**PROBLEM REQUIREMENTS:** Filter these entries down to lines holding "String".

____ RECORD EXCERPTS

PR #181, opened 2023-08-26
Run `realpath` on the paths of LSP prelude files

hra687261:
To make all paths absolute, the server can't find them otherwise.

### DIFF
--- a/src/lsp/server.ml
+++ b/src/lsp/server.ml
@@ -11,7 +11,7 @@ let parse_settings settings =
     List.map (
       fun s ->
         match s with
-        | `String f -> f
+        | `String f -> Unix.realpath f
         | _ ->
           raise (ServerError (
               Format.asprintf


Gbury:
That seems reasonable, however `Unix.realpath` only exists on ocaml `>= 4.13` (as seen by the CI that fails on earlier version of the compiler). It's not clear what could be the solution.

________
____ RECORD EXCERPTS

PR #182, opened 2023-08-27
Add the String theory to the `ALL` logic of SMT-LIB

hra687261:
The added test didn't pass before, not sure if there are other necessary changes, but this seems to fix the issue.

________

**SOLUTION TO THIS TASK:**
-        | `String f -> f
+        | `String f -> Unix.realpath f
Add the String theory to the `ALL` logic of SMT-LIB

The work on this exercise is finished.